═══ Excerpted data ═══
PR #287, opened 2026-03-06
Coupled camulator

WillyChap:
Adding coupling capability to CESM2.1.5 ocean + instructions via File I/O 

This is coupled with my CESM2.1.5 instructions here: https://github.com/WillyChap/CESM/tree/release-cesm2.1.5-camulator 
that plugs CAMulator into the DATM of CESM.

### DIFF
--- a/.github/workflows/ci-cirrus.yml
+++ b/.github/workflows/ci-cirrus.yml
@@ -1,0 +1,41 @@
+name: Run inference with Pull Request
+
+on:
+  pull_request:
+    types: [opened, synchronize, reopened]
+jobs: 
+  build: 
+    runs-on: gha-runner-miles-credit1
+    container:
+      image: docker.io/sgpearse/cirrustest:1.3.20.root.1
+      options: --user 0
+    env:
+     GITHUB_TOKEN: ${{ github.token }}
+     AWS_ACCESS_KEY_ID: ${{ secrets.AWS_ACCESS_KEY_ID }}
+     AWS_SECRET_ACCESS_KEY: ${{ secrets.AWS_SECRET_ACCESS_KEY }}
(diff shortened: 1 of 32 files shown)


climate/camulator_server.py
```diff
@@ -0,0 +1,1256 @@
...
+        TS_cam = accessor_output.get_state_var(prediction_cpu, "TS")[0, 0, 0].numpy()
+        # FLNSD = ε σ T⁴ + FLNS/DT  (FLNS accumulated is net outward, negative for typical conditions)
+        _sb_term = 0.99 * 5.670374419e-8 * TS_cam**4
+        _flns_term = FLNS_cam / DT_SEC
+        FLNSD_cam = _sb_term + _flns_term
+        # Optional FLNSD diagnostic: area-weighted SB-term comparison across TS/TREFHT/Tbot.
+        # Enable with --flnsd_diag. Validated 2026-03: TS gives ~331 W/m² vs CAM6 ref 336.9 W/m².
+        if args.flnsd_diag:
+            _cam_w = _cam_lat_w if not cam_flip else _cam_lat_w[::-1]
+            _wmean = lambda f: np.average(f, weights=np.broadcast_to(_cam_w, f.shape))
```
djgagne: Can you replace the lambda function with `def _wmean(f): np.average(f, weights=np.broadcast_to(_cam_w, f.shape))`. The linter is complaining about it.

djgagne (changes requested):
This new capability to couple Camulator with CESM2 is awesome! I'd love to see some results next time we meet up. 

I ran the ruff reformatter bot to bring the code in line with the rest of CREDIT. It fixed everything but flagged a lambda function that should be replaced with a regular Python function defined at that scope. See my comment there. It should be an easy fix. Once that is done, I am fine with merging.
═══
### What you need to do:
Would you write out each entry precisely as it is given?

### Reply to the task:
PR #287, opened 2026-03-06
Coupled camulator

WillyChap:
Adding coupling capability to CESM2.1.5 ocean + instructions via File I/O 

This is coupled with my CESM2.1.5 instructions here: https://github.com/WillyChap/CESM/tree/release-cesm2.1.5-camulator 
that plugs CAMulator into the DATM of CESM.

### DIFF
--- a/.github/workflows/ci-cirrus.yml
+++ b/.github/workflows/ci-cirrus.yml
@@ -1,0 +1,41 @@
+name: Run inference with Pull Request
+
+on:
+  pull_request:
+    types: [opened, synchronize, reopened]
+jobs: 
+  build: 
+    runs-on: gha-runner-miles-credit1
+    container:
+      image: docker.io/sgpearse/cirrustest:1.3.20.root.1
+      options: --user 0
+    env:
+     GITHUB_TOKEN: ${{ github.token }}
+     AWS_ACCESS_KEY_ID: ${{ secrets.AWS_ACCESS_KEY_ID }}
+     AWS_SECRET_ACCESS_KEY: ${{ secrets.AWS_SECRET_ACCESS_KEY }}
(diff shortened: 1 of 32 files shown)


climate/camulator_server.py
```diff
@@ -0,0 +1,1256 @@
...
+        TS_cam = accessor_output.get_state_var(prediction_cpu, "TS")[0, 0, 0].numpy()
+        # FLNSD = ε σ T⁴ + FLNS/DT  (FLNS accumulated is net outward, negative for typical conditions)
+        _sb_term = 0.99 * 5.670374419e-8 * TS_cam**4
+        _flns_term = FLNS_cam / DT_SEC
+        FLNSD_cam = _sb_term + _flns_term
+        # Optional FLNSD diagnostic: area-weighted SB-term comparison across TS/TREFHT/Tbot.
+        # Enable with --flnsd_diag. Validated 2026-03: TS gives ~331 W/m² vs CAM6 ref 336.9 W/m².
+        if args.flnsd_diag:
+            _cam_w = _cam_lat_w if not cam_flip else _cam_lat_w[::-1]
+            _wmean = lambda f: np.average(f, weights=np.broadcast_to(_cam_w, f.shape))
```
djgagne: Can you replace the lambda function with `def _wmean(f): np.average(f, weights=np.broadcast_to(_cam_w, f.shape))`. The linter is complaining about it.

djgagne (changes requested):
This new capability to couple Camulator with CESM2 is awesome! I'd love to see some results next time we meet up. 

I ran the ruff reformatter bot to bring the code in line with the rest of CREDIT. It fixed everything but flagged a lambda function that should be replaced with a regular Python function defined at that scope. See my comment there. It should be an easy fix. Once that is done, I am fine with merging.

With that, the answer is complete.